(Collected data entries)
PR #663, opened 2023-09-06
Refactoring the main method of a Tomcat class to improve readability

apptie:
Hello! 
While learning about Tomcat, I see something that I think I can contribute to, so I write this PR.

## Explanation

There are two commits here:

- Remove the FQCN when creating a Tomcat instance
- Change the order of equals method calls

### Remove the FQCN when creating a Tomcat instance

I removed the FQCN when creating the Tomcat instance, because I was creating an instance of myself and determined that there were no other Tomcat classes inside the org.apache.catalina package.

### Change the order of equals method calls

Previously, I was comparing strings based on their args(`args[i]`), and I thought I could reverse the order to make them a little more readable.

---

If I've misunderstood something, please let me know.

### DIFF
--- a/java/org/apache/catalina/startup/Tomcat.java
+++ b/java/org/apache/catalina/startup/Tomcat.java
@@ -1303,7 +1303,7 @@ public class Tomcat {
                 break;
             }
         }
-        org.apache.catalina.startup.Tomcat tomcat = new org.apache.catalina.startup.Tomcat();
+        Tomcat tomcat = new Tomcat();
         // Create a Catalina instance and let it parse the configuration files
         // It will also set a shutdown hook to stop the Server when needed
         // Use the default configuration source
--- a/java/org/apache/catalina/startup/Tomcat.java
+++ b/java/org/apache/catalina/startup/Tomcat.java
@@ -1290,9 +1290,9 @@ public class Tomcat {
         // Process some command line parameters
         String[] catalinaArguments = null;
         for (int i = 0; i < args.length; i++) {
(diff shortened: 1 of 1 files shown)


java/org/apache/catalina/startup/Tomcat.java
```diff
@@ -1290,9 +1290,9 @@ public static void main(String[] args) throws Exception {
         // Process some command line parameters
         String[] catalinaArguments = null;
         for (int i = 0; i < args.length; i++) {
-            if (args[i].equals("--no-jmx")) {
+            if ("--no-jmx".equals(args[i])) {
```
markt-asf, line 1293: The change to equals() is subjective. I'd argue the current code is easier to read.

java/org/apache/catalina/startup/Tomcat.java
```diff
@@ -1303,7 +1303,7 @@ public static void main(String[] args) throws Exception {
                 break;
             }
         }
-        org.apache.catalina.startup.Tomcat tomcat = new org.apache.catalina.startup.Tomcat();
+        Tomcat tomcat = new Tomcat();
```
markt-asf, line 1306: The removal of the FQCN is fine but as the only remaining change is rather small for the effort required to review and merge a PR. A PR that addressed this for the entire code base (I believe there is a PMD rule to check for this) would be useful.

markt-asf (changes requested):

markt-asf:
The PMD tool has been used, the use of FQCN identified and unnecessary usages have been fixed.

— Task to carry out —
Copy out all lines above holding "calls".

— Answer for this exercise —
- Change the order of equals method calls
### Change the order of equals method calls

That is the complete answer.